Exercise —
Copy out the full listing that comes next, exactly.
━━━━━━━━
PR #1690, opened 2019-12-03
Hever: Add FSE support. 

apeatling:
Add CSS column and block margin changes to Varia so that columns can be used to layout header and footer template parts more accurately.

Screen Shot 2019-12-03 at 9 52 04 AM

To test:

1. Run a copy of WordPress locally with the Full Site Editing plugin installed, and Gutenberg plugin installed.

2. Install the hever and varia theme from this PR

3. Activate hever, and the two plugins

4. Create a new page and use the Hever homepage template, confirm that you see the header template as it appears in the visual above. Confirm this works correctly on the front end.

### DIFF
--- a/hever/package-lock.json
+++ b/hever/package-lock.json
@@ -2998,8 +2998,7 @@
             "ansi-regex": {
               "version": "2.1.1",
               "bundled": true,
-              "dev": true,
-              "optional": true
+              "dev": true
             },
             "aproba": {
               "version": "1.2.0",
@@ -3020,14 +3019,12 @@
             "balanced-match": {
               "version": "1.0.0",
               "bundled": true,
-              "dev": true,
-              "optional": true
+              "dev": true
             },
             "brace-expansion": {
               "version": "1.1.11",
               "bundled": true,
               "dev": true,
-              "optional": true,
               "requires": {
                 "balanced-match": "^1.0.0",
                 "concat-map": "0.0.1"
@@ -3042,20 +3039,17 @@
             "code-point-at": {
               "version": "1.1.0",
               "bundled": true,
-              "dev": true,
-              "optional": true
+              "dev": true
             },
             "concat-map": {
               "version": "0.0.1",
               "bundled": true,
-              "dev": true,
-              "optional": true
+              "dev": true
             },
             "console-control-strings": {
               "version": "1.1.0",
               "bundled": true,
-              "dev": true,
-              "optional": true
+              "dev": true
             },
             "core-util-is": {
               "version": "1.0.2",
@@ -3172,8 +3166,7 @@
             "inherits": {
               "version": "2.0.3",
               "bundled": true,
-              "dev": true,
-              "optional": true
+              "dev": true
             },
             "ini": {
               "version": "1.3.5",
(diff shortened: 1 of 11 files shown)


ianstewart:
Some minor front-end issues with Hever …

image

apeatling:
@ianstewart This should be fixed now, but to test you'll need to remove the `hever-fse-template-data-v1` entry from wp_options, then deactivate and reactivate hever.

apeatling:
I think this is ready to deploy now pending review.

Copons:
I gave this PR a very quick spin on Maywood, by modifying the header to have a column block, with logo, title, and description on the left and the nav menu on the right (a common use case in other themes).

First thing first: I've run `npm run build` and for some reasons I've built some additional changes from the 2 Varia PRs. I think we should re-run it on all affected themes just to be sure. (a rather common thing... this is not the case, but sometimes the RTL style updates only happens after the second `run build`).

Then, this is how the Maywood header looks like on this PR:

| Template | Page | Front end |
| - | - | - |
| Screenshot 2019-12-04 at 00 26 40 | Screenshot 2019-12-04 at 00 26 58 | Screenshot 2019-12-04 at 00 27 11 |

There are some obvious things that I'm noticing:

1. With #1693 we are basically removing the block margins inside the columns block on the front end, while they still keep the usual margins in the editor. This is not necessarily an issue, but just something to keep in mind.
To keep as much parity as possible, I've also intentionally tried to have the same editor wider margins in the front end too, because there isn't any good way to reduce them in the editor.
But this is just my opinion, and I don't have any strong feelings about it. 🙂 

2. With #1692 we are adding an additional top margin top any blocks inside the template editor. For some reasons this only applies to the _first_ `[data-block]`, while the subsequent ones' margins are overridden by Gutenberg. I don't know why off the top of my head...

Screenshot 2019-12-04 at 00 36 05

3. The columns content in the template editor is a few pixel _above_ the frame, while in the page editor is a few pixel under.
In the screenshot is kinda visible with the logo, but it's also noticeable when the columns block outline appears on focus.

Screenshot 2019-12-04 at 00 40 00

Copons:
This looks legit @apeatling! Thanks for taking care of this so quickly and with such dedication 🙇 

Aside the things I've pointed out above, I think there's only one more inconsistency that I discovered on Alves that we need to sort out.
Apparently, Hever and Alves are basically the same theme, and they both define a non-100% width to `#masthead`.
This could be solved long term by updating the Varia `header.php` file to NOT use that ID (which would also entail making sure there are no regressions on other FSE themes), or, as I've done with Alves, a quicker and dirtier solution of only defining the `#masthead` styles when FSE is not enabled (`body:not(.fse-enabled)`):

This is how I changed Alves:
https://github.com/Automattic/themes/blob/f7d45d11194cddbf891bf251213d3e417d769e3f/alves/sass/_extra-child-theme.scss#L149-L162

This is where that selector should be applied to Hever (notice that it might affect the footer as well):
https://github.com/Automattic/themes/blob/f7d45d11194cddbf891bf251213d3e417d769e3f/hever/sass/_extra-child-theme.scss#L25-L40

---

Last but not least: I've mentioned it above, but I'll mention it again.
We need to `npm run build` all affected themes at least a couple of times! 😄
I've only run this on Maywood and Hever, and both output more compiled styles!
━━━━━━━━
Exercise response —
PR #1690, opened 2019-12-03
Hever: Add FSE support. 

apeatling:
Add CSS column and block margin changes to Varia so that columns can be used to layout header and footer template parts more accurately.

Screen Shot 2019-12-03 at 9 52 04 AM

To test:

1. Run a copy of WordPress locally with the Full Site Editing plugin installed, and Gutenberg plugin installed.

2. Install the hever and varia theme from this PR

3. Activate hever, and the two plugins

4. Create a new page and use the Hever homepage template, confirm that you see the header template as it appears in the visual above. Confirm this works correctly on the front end.

### DIFF
--- a/hever/package-lock.json
+++ b/hever/package-lock.json
@@ -2998,8 +2998,7 @@
             "ansi-regex": {
               "version": "2.1.1",
               "bundled": true,
-              "dev": true,
-              "optional": true
+              "dev": true
             },
             "aproba": {
               "version": "1.2.0",
@@ -3020,14 +3019,12 @@
             "balanced-match": {
               "version": "1.0.0",
               "bundled": true,
-              "dev": true,
-              "optional": true
+              "dev": true
             },
             "brace-expansion": {
               "version": "1.1.11",
               "bundled": true,
               "dev": true,
-              "optional": true,
               "requires": {
                 "balanced-match": "^1.0.0",
                 "concat-map": "0.0.1"
@@ -3042,20 +3039,17 @@
             "code-point-at": {
               "version": "1.1.0",
               "bundled": true,
-              "dev": true,
-              "optional": true
+              "dev": true
             },
             "concat-map": {
               "version": "0.0.1",
               "bundled": true,
-              "dev": true,
-              "optional": true
+              "dev": true
             },
             "console-control-strings": {
               "version": "1.1.0",
               "bundled": true,
-              "dev": true,
-              "optional": true
+              "dev": true
             },
             "core-util-is": {
               "version": "1.0.2",
@@ -3172,8 +3166,7 @@
             "inherits": {
               "version": "2.0.3",
               "bundled": true,
-              "dev": true,
-              "optional": true
+              "dev": true
             },
             "ini": {
               "version": "1.3.5",
(diff shortened: 1 of 11 files shown)


ianstewart:
Some minor front-end issues with Hever …

image

apeatling:
@ianstewart This should be fixed now, but to test you'll need to remove the `hever-fse-template-data-v1` entry from wp_options, then deactivate and reactivate hever.

apeatling:
I think this is ready to deploy now pending review.

Copons:
I gave this PR a very quick spin on Maywood, by modifying the header to have a column block, with logo, title, and description on the left and the nav menu on the right (a common use case in other themes).

First thing first: I've run `npm run build` and for some reasons I've built some additional changes from the 2 Varia PRs. I think we should re-run it on all affected themes just to be sure. (a rather common thing... this is not the case, but sometimes the RTL style updates only happens after the second `run build`).

Then, this is how the Maywood header looks like on this PR:

| Template | Page | Front end |
| - | - | - |
| Screenshot 2019-12-04 at 00 26 40 | Screenshot 2019-12-04 at 00 26 58 | Screenshot 2019-12-04 at 00 27 11 |

There are some obvious things that I'm noticing:

1. With #1693 we are basically removing the block margins inside the columns block on the front end, while they still keep the usual margins in the editor. This is not necessarily an issue, but just something to keep in mind.
To keep as much parity as possible, I've also intentionally tried to have the same editor wider margins in the front end too, because there isn't any good way to reduce them in the editor.
But this is just my opinion, and I don't have any strong feelings about it. 🙂 

2. With #1692 we are adding an additional top margin top any blocks inside the template editor. For some reasons this only applies to the _first_ `[data-block]`, while the subsequent ones' margins are overridden by Gutenberg. I don't know why off the top of my head...

Screenshot 2019-12-04 at 00 36 05

3. The columns content in the template editor is a few pixel _above_ the frame, while in the page editor is a few pixel under.
In the screenshot is kinda visible with the logo, but it's also noticeable when the columns block outline appears on focus.

Screenshot 2019-12-04 at 00 40 00

Copons:
This looks legit @apeatling! Thanks for taking care of this so quickly and with such dedication 🙇 

Aside the things I've pointed out above, I think there's only one more inconsistency that I discovered on Alves that we need to sort out.
Apparently, Hever and Alves are basically the same theme, and they both define a non-100% width to `#masthead`.
This could be solved long term by updating the Varia `header.php` file to NOT use that ID (which would also entail making sure there are no regressions on other FSE themes), or, as I've done with Alves, a quicker and dirtier solution of only defining the `#masthead` styles when FSE is not enabled (`body:not(.fse-enabled)`):

This is how I changed Alves:
https://github.com/Automattic/themes/blob/f7d45d11194cddbf891bf251213d3e417d769e3f/alves/sass/_extra-child-theme.scss#L149-L162

This is where that selector should be applied to Hever (notice that it might affect the footer as well):
https://github.com/Automattic/themes/blob/f7d45d11194cddbf891bf251213d3e417d769e3f/hever/sass/_extra-child-theme.scss#L25-L40

---

Last but not least: I've mentioned it above, but I'll mention it again.
We need to `npm run build` all affected themes at least a couple of times! 😄
I've only run this on Maywood and Hever, and both output more compiled styles!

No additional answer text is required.